What lines of the data below hold "rather"? Show them.

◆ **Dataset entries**
• • • • • • •

PR #506, opened 2018-03-09
Remove mips from san-angeles' ABI list.

rprichard:
The ndk-build version of this sample already has this list of ABIs:

    include 'armeabi-v7a', 'arm64-v8a', 'x86'

Bug: https://github.com/googlesamples/android-ndk/issues/505


ggfan:
LGTM

PR #516, opened 2018-04-26
Update Teapot CMake scripts for review

ggfan:


ggfan:
This is to update CMake scripts regarding to [CMake Video](https://www.youtube.com/watch?v=bsXLMQ6WgIk&t=2s) of https://www.youtube.com/watch?v=bsXLMQ6WgIk&t=2s
@hak @bbilodeau @jomof please take a look, thank you very much!

ggfan:
adding @alexander-a-kharlamov too

teapots/common/ndk_helper/CMakeLists.txt
```diff
@@ -1,16 +1,35 @@
...
+set_target_properties(ndkHelper
+  PROPERTIES
+    CXX_STANDARD 11
+    CXX_STANDARD_REQUIRED YES
+    CXX_EXTENSIONS NO
+)
+target_compile_features(ndkHelper
+  PUBLIC
+    cxx_noexcept
+    cxx_nullptr
```
plabath: What does this do? Is it really necessary. I would expect nullptr to be subsumed by CXX_STANDARD 11

teapots/classic-teapot/src/main/cpp/CMakeLists.txt
```diff
@@ -18,35 +18,52 @@ cmake_minimum_required(VERSION 3.4.1)
...
+    TeapotRenderer.cpp
+)
+set_target_properties(TeapotNativeActivity
+  PROPERTIES
+    CXX_STANDARD 11
+    CXX_STANDARD_REQUIRED YES
+    CXX_EXTENSIONS NO
+)
+target_compile_features(TeapotNativeActivity
+  PRIVATE cxx_noexcept
```
plabath: You're not using the visibility of the cxx_noexcept feature consistently. In some targets you have it as PRIVATE, and in some as PUBLIC. Which one is better is a different debate, but at least you could be consistent about it.

teapots/more-teapots/src/main/cpp/CMakeLists.txt
```diff
@@ -17,36 +17,51 @@
...
+    CXX_STANDARD 11
+    CXX_STANDARD_REQUIRED YES
+    CXX_EXTENSIONS NO
+)
+target_compile_features(MoreTeapotsNativeActivity
+  PRIVATE cxx_noexcept
+)
+target_compile_options(MoreTeapotsNativeActivity
+  PRIVATE
+    -Wall -Werror -fno-rtti
```
plabath: The fact that you have to specify -fno-exceptions and -fno-rtti (which are generally used together) looks weird. If there isn't a compile feature for rtti, then I'd consider specifying -fno-exceptions explicitly, just so these two things can be together.

teapots/more-teapots/src/main/cpp/CMakeLists.txt
```diff
@@ -17,36 +17,51 @@
...
 # build the ndk-helper library
-set(ndk_helper_dir ../../../../common/ndk_helper)
-add_subdirectory(${ndk_helper_dir} ndk_helper)
+set(ndkHelperSrc ../../../../common/ndk_helper)
+add_subdirectory(${ndkHelperSrc} ndkHelperBin)
 
-# Export ANativeActivity_onCreate(),

+# now build app's shared lib
+add_library(MoreTeapotsNativeActivity
```
plabath: The `nativeAppGlue` and `MoreTeapotsNativeActivity` libraries are named inconsistently.

teapots/choreographer-30fps/src/main/cpp/CMakeLists.txt
```diff
@@ -17,36 +17,53 @@
...
+  PRIVATE cxx_noexcept
+)
+target_compile_options(ChoreographerNativeActivity
+  PRIVATE -Wall -Werror -fno-rtti
+)
 
-target_include_directories(ChoreographerNativeActivity PRIVATE
+# Export ANativeActivity_onCreate(),
+# Refer to: https://github.com/android-ndk/ndk/issues/381.
+set(CMAKE_SHARED_LINKER_FLAGS
```
plabath: Why is this not a target property (`set_property(TARGET Foo APPEND_STRING LINK_FLAGS " -u ANativeActivity_onCreate")`)?

teapots/choreographer-30fps/src/main/cpp/CMakeLists.txt
```diff
@@ -17,36 +17,53 @@
 cmake_minimum_required(VERSION 3.4.1)
 
 # build native_app_glue as a static lib
-add_library(native_app_glue STATIC
-    ${ANDROID_NDK}/sources/android/native_app_glue/android_native_app_glue.c)
-
-set(CMAKE_CXX_FLAGS "${CMAKE_CXX_FLAGS} -std=gnu++11 -Wall -fno-exceptions -fno-rtti")
+add_library(nativeAppGlue STATIC
+  ${ANDROID_NDK}/sources/android/native_app_glue/android_native_app_glue.c)
```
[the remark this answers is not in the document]
gpx1000: Also, it helps when crafting projects built for multiple deployment targets to guard any platform specific code or dependencies.  Thus this could be changed to:
if(ANDROID) //ANDROID is defined in the NDK CMake toolchain
include(AndroidNdkModules)
android_ndk_import_module_native_app_glue()
endif()

Now later when you want to use it just add it to the target like so:
if(ANDROID)
target_link_libraries(ChoreographerNativeActivity native_app_glue)
endif(ANDROID)
By breaking up the target_link_library calls you allow platform specific decisions at build time.

teapots/choreographer-30fps/src/main/cpp/CMakeLists.txt
```diff
@@ -17,36 +17,53 @@
...
+set(CMAKE_SHARED_LINKER_FLAGS
+  "${CMAKE_SHARED_LINKER_FLAGS} -u ANativeActivity_onCreate")
+
+target_include_directories(ChoreographerNativeActivity
+  PRIVATE
     ${ANDROID_NDK}/sources/android/cpufeatures
     ${ANDROID_NDK}/sources/android/native_app_glue
-    ${ndk_helper_dir})
+    ${ndkHelperSrc}
+)
```
gpx1000: Might I suggest here that cpufeatures and native_app_glue include lines are not needed?

The reasoning is CMake will use targets to determine what include directories are required.  i.e. in the target_link_libraries when using native_app_glue and cpufeatures both targets have interface include headers property defined, so CMake is smart enough to allow you to grab the directories for free by simply linking them.
Also, ndkHelperSrc is already included by virtue of the fact that's where the source files are (you only need to provide CMake a custom include directory if it is not the same place as the c++ files are located).
I'd venture this entire target_include_directories is not needed.

teapots/choreographer-30fps/src/main/cpp/CMakeLists.txt
```diff
@@ -17,36 +17,53 @@
...
+add_subdirectory(${ndkHelperSrc} ndkHelperBin)
 
 # now build app's shared lib
-add_library(ChoreographerNativeActivity SHARED
+add_library(ChoreographerNativeActivity
+  SHARED
     ChoreographerNativeActivity.cpp
-    TeapotRenderer.cpp)
+    TeapotRenderer.cpp
+)
```
gpx1000: I like trying to separate out common code from platform specific code.  Might I suggest that TeapotRenderer.cpp can be common to any iOS/Android style targeting at some point in the future; thus structure the lib to have something like this:
add_library(ChoreographerNativeActivity SHARED TeapotRenderer.cpp)
if(ANDROID)
add_library(androidActivityLib STATIC ChoreographerNativeActivity.cpp)
target_link_libraries(ChoreographerNativeActivity ActivityLib)
endif()

teapots/choreographer-30fps/src/main/cpp/CMakeLists.txt
gpx1000: I believe these are the droids you're looking for:
set_target_properties( ChoreographerNativeActivity PROPERTIES LINK_FLAGS "-u ANativeActivity_onCreate" )

teapots/common/ndk_helper/CMakeLists.txt
```diff
@@ -1,16 +1,33 @@
...
+)
+target_compile_options(NdkHelper
+  PRIVATE
+    -Wall -Werror -fno-rtti
+)
+
+target_include_directories(NdkHelper
+  PRIVATE
+    ${ANDROID_NDK}/sources/android/native_app_glue
+)
```
gpx1000: If you change the above three to PUBLIC from private, then you can eliminate all the other places that rely upon NdkHelper.  Additionally, if you have a common include folder, you can take advantage of interfaces like this:
set_target_properties( NdkHelper PROPERTIES INTERFACE_INCLUDE_DIRECTORIES <commonPath> )

Also, add this:
target_link_libraries(NdkHelper cpufeatures native_app_glue android log)
Now whenever you use NdkHelper in the parent target_link_libraries lines, you don't need any of them.
Finally, native_app_glue doesn't need to be specifically called out here at all; you can use:
include(AndroidNdkModules)
android_ndk_import_module_native_app_glue()
then the native_app_glue target lib is defined.

teapots/choreographer-30fps/src/main/cpp/CMakeLists.txt
```diff
@@ -17,36 +17,53 @@
 cmake_minimum_required(VERSION 3.4.1)
 
 # build native_app_glue as a static lib
-add_library(native_app_glue STATIC
-    ${ANDROID_NDK}/sources/android/native_app_glue/android_native_app_glue.c)
-
-set(CMAKE_CXX_FLAGS "${CMAKE_CXX_FLAGS} -std=gnu++11 -Wall -fno-exceptions -fno-rtti")
+add_library(NativeAppGlue STATIC
+  ${ANDROID_NDK}/sources/android/native_app_glue/android_native_app_glue.c)
```
DanAlbert: Would appreciate keeping the sweeping stylistic changes out of this change since it just makes it harder to review by bloating the diff.

teapots/choreographer-30fps/src/main/cpp/CMakeLists.txt
```diff
@@ -17,36 +17,53 @@
...
-set(ndk_helper_dir ../../../../common/ndk_helper)
-add_subdirectory(${ndk_helper_dir} ndk_helper)
-
-# Export ANativeActivity_onCreate(),

-# Refer to: https://github.com/android-ndk/ndk/issues/381.
-set(CMAKE_SHARED_LINKER_FLAGS
-    "${CMAKE_SHARED_LINKER_FLAGS} -u ANativeActivity_onCreate")
+set(ndkHelperSrc ../../../../common/ndk_helper)
+add_subdirectory(${ndkHelperSrc} ndkHelperBin)
```
gpx1000: A cool trick that helps with large projects:

add_subdirectory(${ndkHelperSrc} ndkHelperBin) can be changed to
add_subdirectory(${ndkHelperSrc} ${CMAKE_CURRENT_BINARY_DIR}/ndkHelperBin)
The difference is subtle but important.
AS will do a different build per variant + per flavor + per build type.  So a good acceleration is to specify that the gradle should build to a folder other than .externalNativeBuild and reuse build bin paths.  This means the trick is to tell cmake that it should create a custom bin path and use that everywhere.  To take advantage of it, our binary obj build path needs to exist under the current bin directory.

teapots/choreographer-30fps/src/main/cpp/CMakeLists.txt
DanAlbert: I think given that the goal of this sample is to show how to use the choreographer API (unless I'm assuming too much based on the directory name), it's best to keep it focused on that. If TeapotRenderer.cpp were generalized and shared among multiple samples that would be a different story, but I think remaining concise is better here.

teapots/choreographer-30fps/src/main/cpp/CMakeLists.txt
DanAlbert: +1. The spirit of the linked talk is *reducing* unnecessary duplication.

teapots/choreographer-30fps/src/main/cpp/CMakeLists.txt
```diff
@@ -17,36 +17,53 @@
...
-    native_app_glue
+    log
     atomic
     EGL
     GLESv2
-    log
-    ndk-helper)
+    NativeAppGlue
+    NdkHelper
+)
```
DanAlbert: Is there any particular reason for changing the ordering here? Link order does actually matter (it needs to be a topological sort of the dependency graph). If NativeAppGlue of NdkHelper use liblog then this is wrong.

teapots/classic-teapot/src/main/cpp/CMakeLists.txt
DanAlbert: `cxx_noexcept` is not the same as `-fno-exceptions`. This is actually saying the opposite: this project requires that the `noexcept` keyword be available, which requires `-fexceptions`.

teapots/choreographer-30fps/src/main/cpp/CMakeLists.txt
ggfan: that is good one as building time is import! one more step:  as this ndkHelper module is supporting 3 projects, each CMake_CURRENT_BINARY_DIR will not be the same, so it will still build 3 times, correct?  What happen if I hardcode to a common directory as bin, then 3 project will be able to use it, instead of building it 3 times, correct?

teapots/choreographer-30fps/src/main/cpp/CMakeLists.txt
ggfan: yeah, the order is: which one closer to the final module so file, get to the last. More basic a lib is. the fore front it is.  we could adopt the opposite sequence: the more closer to the final so file, the more front it is.  Alphabetic order is ok, but more content aware logical way is better.

Same goes for header file include sequence, although we are not reinforce it too much ( framework guys seems to be good at this )

teapots/choreographer-30fps/src/main/cpp/CMakeLists.txt
gpx1000: Yep,  If you hardcode it to be a certain path then CMake is smart enough to decide that the output already exists and thus wont need rebuilding.

teapots/choreographer-30fps/src/main/cpp/CMakeLists.txt
```diff
@@ -17,36 +17,53 @@
 cmake_minimum_required(VERSION 3.4.1)
 
 # build native_app_glue as a static lib
-add_library(native_app_glue STATIC
-    ${ANDROID_NDK}/sources/android/native_app_glue/android_native_app_glue.c)
-
-set(CMAKE_CXX_FLAGS "${CMAKE_CXX_FLAGS} -std=gnu++11 -Wall -fno-exceptions -fno-rtti")
```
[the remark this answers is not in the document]
gpx1000: If I might do an addendum here:
if you define the flags (-fno-rtti against a common dependency such as ndkHelperLib) then the parent receives it automatically.  Thus no need for defining it in more than one place.
+1 for removing no-rtti/no-exceptions in a different change.

teapots/choreographer-30fps/src/main/cpp/CMakeLists.txt
gpx1000: More to the point.  Let CMake do your ordering work for you!

That is to say, ndkHelper and NativeAppGlue both might depend upon log.  If both are targets, you can use:
target_link_libraries(ndkHelper log)
target_link_libraries(NativeAppGlue log)
target_link_libraries(ChoreographerNativeActivity nativeAppGlue ndkhelper)

log gets included before either nativeAppGlue and ndkHelper and doesn't get repeated.  The real power of the target like system is to never have to worry about platform ordering.  Cmake will handle it for you.

teapots/choreographer-30fps/src/main/cpp/CMakeLists.txt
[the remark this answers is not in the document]
gpx1000: My first github code review, this comment thread appears collapsed; wanted to ensure this little gem is noticed as it's very useful to be able to avoid hard ndk paths in user land CMakeLists.txt so bump!

teapots/classic-teapot/src/main/cpp/CMakeLists.txt
ggfan: yeah, for the cxx_noexcept, it is client of the compile flag -fno-exception. Will move it into the compile flag and wait for some better ways, thanks!

teapots/choreographer-30fps/src/main/cpp/CMakeLists.txt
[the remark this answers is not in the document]
ggfan: this is one is done, will be there in the next upload!

ggfan:
All: thanks for review -- it is much cleaner and closer to Daniel's standard! Tried to avoid the source changes except the one for cpufeatures ( it is not used in the source code actually ).  Please have another look, thanks!

teapots/choreographer-30fps/src/main/cpp/CMakeLists.txt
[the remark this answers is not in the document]
DanAlbert: > if you define the flags (-fno-rtti against a common dependency such as ndkHelperLib) then the parent receives it automatically.

That's an odd behavior imo. Just because a library you use doesn't use RTTI/exceptions doesn't mean that your library shouldn't.

Regardless, it's less intention revealing. Adding it to `CXX_FLAGS` very obviously says "I want these flags applied to every C++ file".

teapots/common/ndk_helper/CMakeLists.txt
```diff
@@ -1,16 +1,31 @@
...
-                           ${ANDROID_NDK}/sources/android/native_app_glue)
+set_target_properties(NdkHelper
+  PROPERTIES
+    CXX_STANDARD 11
+    CXX_STANDARD_REQUIRED YES
+    CXX_EXTENSIONS NO
+)
+target_compile_options(NdkHelper
+  PUBLIC
+    -Wall -Werror -fno-exceptions -fno-rtti
```
DanAlbert: I still think CXX_FLAGS is the right way to do this.

teapots/choreographer-30fps/src/main/cpp/CMakeLists.txt
DanAlbert: > More basic a lib is. the fore front it is.

That's the opposite of what it needs to be. If this is working then the libraries that are having their order shuffled here don't depend on each other, but if that's the case then why are you changing it?

teapots/common/ndk_helper/CMakeLists.txt
ggfan: understood. Since it is norm to go target oriented, we go this "modern" way. It is like global variable vs. wrapped into object. In the end it is same or similar.

ggfan:
@gpx1000 still have 2 things to solve 

- look at ndkHelper's CMakeLists.txt, how to get ${ANDROID_NDK}/sources/android/native_app_glue automatically populated to ndkHelper's client implicitly? is it because ndk's native_app_glue() need to use target_include_directories(PUBLIC...)?
- on command line, I have 2 std=c++11 ( duplicate ). do not know why, but I am going to hack it out.

Please provide the tips here, thanks!

teapots/choreographer-30fps/src/main/cpp/CMakeLists.txt
```diff
@@ -17,36 +17,53 @@
 cmake_minimum_required(VERSION 3.4.1)
```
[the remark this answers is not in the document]
ggfan: version probably earlier than 3.6.2:  when I built with 3.6.2, it complaint that I only have 3.6.0-rc1.  The first time inside SDK maybe earlier than that, this C side code does not require 3.6.2, it certainly could build ( I could not change to 3.6.2, even I could not build with that version )

teapots/choreographer-30fps/src/main/cpp/CMakeLists.txt
gpx1000: Admittedly it's probably better to just make an independent crops platform example

teapots/common/ndk_helper/CMakeLists.txt
gpx1000: Sorry writing this on my etcha-sketch.

Cxx_flags is a property so it can obey the target conventions.  Actually can set it in above function and lose this entirely.
A feature of using cxx_flags is it only gets added to c++files.  This is important if a different language is in a project and you want different flags per language.

teapots/choreographer-30fps/src/main/cpp/CMakeLists.txt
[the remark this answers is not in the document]
gpx1000: I'm still on etcha-sketch so can't test this, but this might be not inclusive minimum.  I.e. set it to one less as it expands to error if version is equal to or less than.
I think 3.6.1 is correct here.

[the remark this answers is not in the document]
ggfan: when CMake was supported, the version is 3.6?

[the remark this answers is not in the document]
ggfan: https://b.corp.google.com/issues/37102629
Looks like the first time we support CMake is 3.4.1.   I would like to stay as is so different Android Studio version could still compile the code.  Thx

teapots/common/ndk_helper/CMakeLists.txt
ggfan: that is good to know.  I believe this project is all CPP files, so they could apply to all.
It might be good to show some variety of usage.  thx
PR #518, opened 2018-05-02
Removed native-activity & endless-tunnel from Java sample list

ggfan:
Related bug: b2/78915221


proppy:
are there other sample that are native-activity based?

Maybe https://github.com/googlesamples/android-ndk/blob/master/native-plasma ?

ggfan:
seems there are 2 more.

PR #729, opened 2020-05-31
Update all projects to Stable AGP 4.0.0

nisrulz:
Note: Minimum gradle wrapper required is now 6.1.1, so that is also updated. 
Take a look at commits for each change.


ggfan:
could you rebase the pull request? the build error for hello-libs should be fixed in main branch.  Thank you!

PR #734, opened 2020-06-01
Delete build.gradle

jackevill:


ggfan:
there might be some misunderstanding: this file it necessary to build this example.

PR #749, opened 2020-09-14
Improve ndk-samples / prefab

Consti10:
This pull request contains 2 changes:
a) The dummy method of prefab-publishing now returns a dummy std::string. 
This string can be used in prefab-dependency to create a meaningfull example
b) New project prefab-dependency:
Add an example project that depends on the prefab-publishing library. Its history is as follow:
1) Create a native c++ application via the android studio wizzard
2) Add the prefab-publishing module as a dependency (import .aar)
3) Display the dummy string obtained via my_api from prefab-publishing.


Consti10:
@googlebot I fixed it.

DanAlbert (changes requested):
First, thanks a ton for doing this. I know this is a really difficult workflow in AGP right now.

This uses a checked in prebuilt mylibrary-debug.aar, so this isn't so much a way of showing how to use an inter-module dependency as it is an example showing how to avoid maven. Until https://issuetracker.google.com/120166563 is resolved there aren't really other options, but I don't think this sample really makes that clear unless you already know why it's needed. What's being done here is probably much more clear in doc form.

If we do want a sample that shows what you can't do, I think this could do that with some changes:

* Remove `TelemetryCore`. It's unused.
* Remove the prebuilt AARs
* Merge the mylibrary source into `prefab-dependency/mylibrary`. Use a gradle property to control whether the library should be built or if the prebuilt should be used. Use the prebuilt by default, but make it so `./gradlew -PbuildMyLibrary :mylibrary:assemble` (or whatever the task name is) works
* Add a readme to explain the purpose of the sample, the workflow required, and a link to the bug describing the future improvement
* For the prebuilt flow, add a check to `mylibrary/build.gradle` to check if `mylibrary-debug.aar` exists, and raises an error pointing the user at the readme if it does not

Also probably (@ggfan correct me if I'm wrong) replace the package names used to be something generic.

I'm also completely okay with none of that work getting done and instead converting this to a doc. It'd be a lot easier, and we can link it in the other samples so its discoverable here.

ggfan:
Give me some time to look into this one and figure out a path. thank you both for looking into this one!

Consti10:
Avoiding maven was not really my intention, but since jitpack does not work with latest gradle yet I decided to skip that part.
I know it is also a little bit pointless to import a generated .aar when the imported project is in the same github project :) - therefore you could say prefab-dependency is more of a test using prefab-publishing than an example.

Consti10:
For an example it probably makes more sense to add Jitpack or maven to the prefab-publishing project and let the prefab-dependency project fetch the .aar online.

DanAlbert:
What would that demonstrate that the two existing samples don't?

Consti10:
curl and ssl are not published via prefab-publishing, right ? I think there are a lot of developers that are going to use the android prefab-publishing gradle plugin for their project rather than ndk-ports

DanAlbert:
I agree that's what most users will use, but the way the package is generated doesn't affect how it is used, so I'm confused as to what this shows the user that wasn't already shown.

Consti10:
You are right, it doesn't show anything 'new' to the user. However, I would have found it helpfull if there was a project I can just clone and then do modifications to both the published library and the project that depends on the published library. Since curl / ssl is built at another place the curl-ssl example cannot be used in that way.

ggfan:
first, apologize for the delay: taking some time to sort this out. Now with "some" prefab background :-), I think that the PR has value of:

-  how to configure a local AAR into app's dependency ( bypassing downloading from maven )
-  Native AAR is one kind of AAR, once it is within the dependency, prefab could access the native modules inside the AAR

It is a valid use case, and probably very useful for AAR generating phase, for example, for test purpose before uploading to maven.  it is handy, thank you for bring it up!

By looking at the [existing AAR documentation](https://developer.android.com/studio/projects/android-library),  your example way could be added into it: it is generic for all AARs.

Once the dependency is added, the app's side configuration to use native lib inside AAR is the same as the "download way" shown inside the existing sample called [curl-ssl](https://github.com/android/ndk-samples/tree/main/prefab/curl-ssl). Probably the cur-ssl sample could be changed to something more prefab advocating like  what you are using, "prefab-dependency".

I would expand AAR generic documentation to include this sample's way to add AAR dependency; then change the same name from curl-ssl to prefab-dependency, rather than adding a new sample ( it does have a lot of overlap with the existing one ). 

thank you again for looking into prefab and improving sample quality and usage!

ggfan:
https://github.com/android/ndk-samples/pull/752 created to update README.md; formal documentations are updated  too:

- [Add AAR as dependency](https://developer.android.com/studio/projects/android-library#AddDependency)
- [C/C++ dependencies](https://developer.android.com/studio/build/native-dependencies?buildsystem=cmake&agpversion=4.0)

Now the 2 necessary steps are fully covered:

1. Add AAR remotely or locally to the project ( this is normal AAR thing )
2. Add native dependencies to app's native ( C/C++ ) code ( this is the value that the native AAR brings )

With that, I would close this PR and focus on the PR #752 .  Thank you again for your Pull Request: very helpful to improve samples and documentation!

Consti10:
Looks really good ! I hope more people start using prefab such that the number of native libraries for android on maven / jitpack increases.

ggfan:
Hey @Consti10 , just FYI:   the "prefab-dependency" went into the sample repo, your signature!
Cheers!

PR #777, opened 2021-02-18
Adding animated-image decoder sample under webp/ for Android DP1

ggfan:


webp/image-decoder/src/main/cpp/image_decoder.cpp
```diff
@@ -0,0 +1,240 @@
...
+        return false;
+
+    int status;
+    if(!curImgFile) {
+        curImgFile = fileNames.front();
+        fileNames.pop();
+        // Open the asset with the give name from the APK's assets folder.
+        imgAsset =
+                AAssetManager_open(assetMgr, curImgFile, AASSET_MODE_BUFFER);
+        ASSERT(imgAsset, "%s does not exist in %s", curImgFile,
```
philburk, line 93: Using ASSERT in an app is a problem because the app will crash and not recover from common errors like missing files.

ggfan: thanks for the comment: the sample at beta stage is to teach developers, if API failed, assert and stop right there to save debugging time and saving developer's time, the reported bug will be clean (rather than "the sample failed").

PR #791, opened 2021-04-16
Delete LICENSE

mrworaphat:


ggfan:
this file is legal requirement for repo level purpose(the copyright header in each file is for that file purpose), could not be removed.

PR #805, opened 2021-07-11
测试C调用java

leetiger:


ggfan:
Thank you for your Pull Request! Your PR seems to be an experiment to see how to callback a static member function, not directly add new usage to the sample itself though, like to pass.

PR #821, opened 2021-12-31
Large Screen / Chrome OS optimizations for audio-echo demo

MattMonasch:
Added landscape layout
Changed screenOrientation manifest tag to allow for different orientations
Added configChange manifest tag to preserve app state between window changes like orientation and form factor.
Added controller support.


MattMonasch:
If it's not already common practice, I'd like to squash this PR into a single commit.

PR #823, opened 2022-01-06
Add a sample showing how to use PGO.

DanAlbert:
This shows how to use profile-guided-optimization (PGO) in an NDK app.
This is a two step process, where the developer runs a sample workload
in profiling mode, fetches the profile data from the device, then
rebuilds the project using that profile. Profiles are somewhat stable
so can be reused as the code changes, but should be updated
periodically.

This is probably worth some explicit support in Android Studio, but
until that happens this shows how to do it by hand. Docs to accompany
this sample are also being worked on (in critique).


jfgoog (approved):
Cool!

PR #849, opened 2022-07-01
Updating hello-jnicallback to support large screen devices

MattMonasch:
Timer does not restart on configuration changes and utilizes a ViewModel to preserve state. Timer functionality refactored into this ViewModel.
Button added to start and stop.
Changed StopTimer to stopTimer to match naming convention.


ggfan (approved):

DanAlbert:
Sorry for the delay, there wasn't anyone to look after the samples for a while.

What does this actually fix? What's a "large screen device"? I don't know how to verify that this does what it says.

DanAlbert:
I can see that one thing it does fix is that the timer doesn't restart when the screen rotates, but I'm still not sure what this has to do with "large screen devices", whatever those are.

• • • • • • •

◆ **EXERCISE RESPONSE**
curl and ssl are not published via prefab-publishing, right ? I think there are a lot of developers that are going to use the android prefab-publishing gradle plugin for their project rather than ndk-ports
I would expand AAR generic documentation to include this sample's way to add AAR dependency; then change the same name from curl-ssl to prefab-dependency, rather than adding a new sample ( it does have a lot of overlap with the existing one ). 
ggfan: thanks for the comment: the sample at beta stage is to teach developers, if API failed, assert and stop right there to save debugging time and saving developer's time, the reported bug will be clean (rather than "the sample failed").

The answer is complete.